PodcastOne insider Form 4: Christopher Gray awarded 700,000 performance RSUs
Rhea-AI Filing Summary
PodcastOne, Inc. (PODC) – Form 4 (filed 07/21/2025)
President Christopher Gray received an initial grant of 700,000 Restricted Stock Units (RSUs) on 06/27/2025 under his Employment Agreement effective 06/01/2025. The RSUs convert to common stock 1-for-1 and carry no exercise price.
Time-based vesting: 175,000 RSUs vest every six months, with full vesting after two years.
Performance accelerators: Each one-third tranche may vest sooner if the stock trades at or above $3.50, $5.00, and $10.00 respectively for 90 consecutive days during the agreement term.
Acceleration events: Immediate vesting on change of control, death, disability, or EA termination.
Following the grant, Gray beneficially owns 700,000 derivative securities and no change to his reported non-derivative holdings was disclosed. No purchase or sale of existing shares occurred; the filing records only the new RSU award. Potential share issuance represents dilution if vesting conditions are met but also strengthens alignment between executive compensation and shareholder value.
Positive
- Performance-based vesting requires sustained price targets ($3.50, $5.00, $10.00), directly linking compensation to shareholder returns.
- No cash outlay; RSUs cost-effective versus cash bonuses, preserving liquidity.
Negative
- Potential dilution of up to 700,000 new shares if all milestones are met.
- Acceleration on change of control could trigger full issuance irrespective of long-term performance.
Insights
TL;DR – 700k performance-linked RSUs granted; aligns incentives but adds dilution risk.
The award is sizeable for a micro-cap like PODC and could materially dilute ownership if fully vested. However, vesting hurdles at $3.50/$5/$10 (well above recent trading range) tie value creation directly to share-price appreciation, mitigating shareholder concern. Immediate vesting on change-of-control is typical but means any takeover would crystallize dilution. Overall, the filing signals renewed focus on growth with tightly defined incentives rather than routine cash pay.
Insider Trade Summary
| Type | Security | Shares | Price | Value |
|---|---|---|---|---|
| Grant/Award | Restricted Stock Units | 700,000 | $0.00 | -- |
Footnotes (1)
- Represents the Issuer's Restricted Stock Units (the "RSUs") which are settled in the Issuer's common stock on a one-for-one basis.

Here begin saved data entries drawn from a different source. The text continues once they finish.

PR #1360, opened 2024-09-16
Add AdEMAMix optimizer

matthewdouglas:
Adds support for the AdEMAMix optimizer described here: https://arxiv.org/abs/2409.03137

Includes blockwise 8bit and 32bit versions, each supporting paged operation.

AdEMAMix is a modification to Adam which introduces an additional EMA component. It is observed that AdEMAMix can forget training data at a slower pace and can reach similar loss as AdamW with significantly less training data.

~~TODO: Implement scheduler for alpha/beta3~~

### DIFF
--- a/bitsandbytes/optim/ademamix.py
+++ b/bitsandbytes/optim/ademamix.py
@@ -1,0 +1,254 @@
+from typing import Iterable, Literal, Optional, Tuple
+
+import torch
+
+import bitsandbytes.functional as F
+from bitsandbytes.optim.optimizer import Optimizer2State
+
+
+class _ReferenceAdEMAMix(torch.optim.Optimizer):
+    """
+    Reference: https://hf.co/papers/2409.03137
+    """
+
+    def __init__(
+        self,
+        params: Iterable[torch.nn.Parameter],
+        lr: float = 1e-3,
+        betas: Tuple[float, float, float] = (0.9, 0.999, 0.9999),
+        alpha: float = 5.0,
+        eps: float = 1e-8,
+        weight_decay: float = 1e-2,  # default 0.0 or 1e-2?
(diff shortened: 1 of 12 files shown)


bitsandbytes/optim/ademamix.py
```diff
@@ -0,0 +1,254 @@
...
+                    continue
+
+                grad = p.grad
+                state = self.state[p]
+
+                # State initialization
+                if len(state) == 0:
+                    # For parity with bnb implementation we combine both fast
+                    # and slow EMA stats into one stacked tensor.
+                    state["m1_m2"] = p.new_zeros((2, *p.size()))
```
matthewdouglas, line 62: This is done for ease of compatibility with the existing test suite. In most other implementations we'll see two separate buffers here.

csrc/kernels.cu
```diff
@@ -885,9 +885,16 @@ __global__ void kOptimizer32bit2State(T* g, T* p,
...
   T p_vals[NUM_PER_THREAD];
 
+
   float s1_vals[NUM_PER_THREAD];
   float s2_vals[NUM_PER_THREAD];
 
+  // AdEMAMix has an additional state buffer, which we packed
+  // into state1. We need thread-local storage here for these.
+  // TODO: Mark with [[maybe_unused]] after upgrade to min compiler.
+  float s3_vals[NUM_PER_THREAD];
```
matthewdouglas, line 895: There's a few extra memory allocations like this to support AdEMAMix. Have not confirmed if the compiler is optimizing these out for instantiations with `OPTIMIZER=ADAM`, but if not, the overhead isn't very much.

TimDettmers (approved):
This looks all good to me.

PR #1365, opened 2024-09-19
Change 8bit optimizer blocksize 2048->256; additional bf16 support

matthewdouglas:
This PR stacks on top of #1360 with an update to the blocksize for the 8bit blockwise optimizers. Additionally, bf16 support is added for RMSprop, Adagrad, and Momentum.

@TimDettmers @Titus-von-Koeller


TimDettmers (commented):
This looks all good. The only thing that we might want to check is if the error boundaries in the tests are now improved. We want to keep the absolute and relative error tight, so that if we have a slight degradation, the tests fail again.

matthewdouglas:
@TimDettmers I was able to tighten some of the tolerances.

PR #1372, opened 2024-09-26
replace tl.libdevice.llrint with tl.extra.cuda.libdevice.rint

bjmsong:


matthewdouglas:
Closing in favor of #1871 which removes this functionality instead.

PR #1383, opened 2024-10-03
[TESTS] Add global random seed for deterministic test

allrob23:
### Description

This PR introduces a global random seed set after imports in the test file. This change aims to make the tests more deterministic and easier to debug by ensuring consistent random behavior across test runs.

### Current Issues (Before this PR):

The tests currently use random without setting a fixed seed, which causes several problems:

a. Flaky Tests: Tests sometimes pass and sometimes fail due to different random values;
b. Hard to Reproduce: When a test fails, it's difficult to reproduce the exact conditions;
c. Inconsistent CI/CD: Different CI runs may have different outcomes;
d. Time Wasted: Developers spend time debugging issues that are hard to replicate.

### Solution

Set a global random seed right after imports in the test file.

### Benefits

a. Reproducibility: All test runs will use the same random values;
b. Easier Debugging: When a test fails, we can easily reproduce the issue;
c. Consistent CI/CD: Every CI run will have the same behavior;
d. Clear Intent: It's immediately obvious that we're using controlled randomness;
e. Time Saved: Less time spent on debugging non-deterministic test failures.

### DIFF
--- a/tests/test_functional.py
+++ b/tests/test_functional.py
@@ -22,6 +22,8 @@ from tests.helpers import (
 torch.set_printoptions(precision=5, sci_mode=False, linewidth=120, edgeitems=20, threshold=10000)
 k = 20
 
+random.seed(42)
+
 
 def assert_all_approx_close(a, b, rtol=1e-3, atol=1e-3, count=0, throw=True):
     idx = torch.isclose(a, b, rtol=rtol, atol=atol)


matthewdouglas:
Hi @allrob23! Thank you for your suggestion and the contribution. This type of change has been applied in #1576, superseding this PR.

PR #1385, opened 2024-10-10
README: Replace special Unicode text symbols with regular characters

akx:
The release announcement from 9b3c2b34f9a0c0cc82c17bf1c14ed200dfc76c0b uses Unicode Mathematical Alphanumeric Symbols, which render in a jarringly different typeface (not to mention I wouldn't be surprised if accessibility tools have difficulties with them).

This switches them to regular characters and Markdown formatting.


matthewdouglas:
LGTM, thanks!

The RSUs were granted to the Reporting Person pursuant to the Employment Agreement, dated as of June 27, 2025 (the "EA"), and effective as of June 1, 2025 (the "Effective Date"), entered into between the Reporting Person and the Issuer. 175,000 of the RSUs shall vest on the six-month anniversary of the Effective Date (the "Initial Vesting Date"), and the remaining RSUs shall vest thereafter in equal amounts of 175,000 RSUs on each subsequent six-month anniversary of the Initial Vesting Date, with the last tranche to vest on the two year anniversary of the Effective Date (inclusive); (continued to Footnote 3) (continued from Footnote 2) provided that the RSUs shall vest earlier than the foregoing applicable vesting dates as follows: (x) one-third of the RSUs shall vest if during the term of the EA (the "Term"), the shares of the Issuer's common stock have traded at a price of $3.50 per share or more for a period of at least 90 consecutive days, (y) one-third of the RSUs shall vest if during the Term, the shares of the Issuer's common stock have traded at a price of $5.00 per share or more for a period of at least 90 consecutive days, and (z) one-third of the RSUs shall vest if during the Term, the shares of the Issuer's common stock have traded at a price of ten $10.00 per share or more for a period of at least 90 consecutive days, (continued to Footnote 4) (continued from Footnote 3) subject to the Reporting Person's continued employment with the Issuer through each applicable vesting date and subject to earlier full vesting upon a PC1 Change of Control (as defined in EA) or such other earlier vesting acceleration conditions as provided in the EA. Each vested RSU shall be settled by delivery to the Reporting Person of one share of the Issuer's common stock on the first to occur of: (i) the date of a PC1 Change of Control, (ii) the date of the Reporting Person's death, (iii) the date of the Reporting Person's Disability (as defined in the EA) and (iv) the expiration or the effective date of termination of the EA.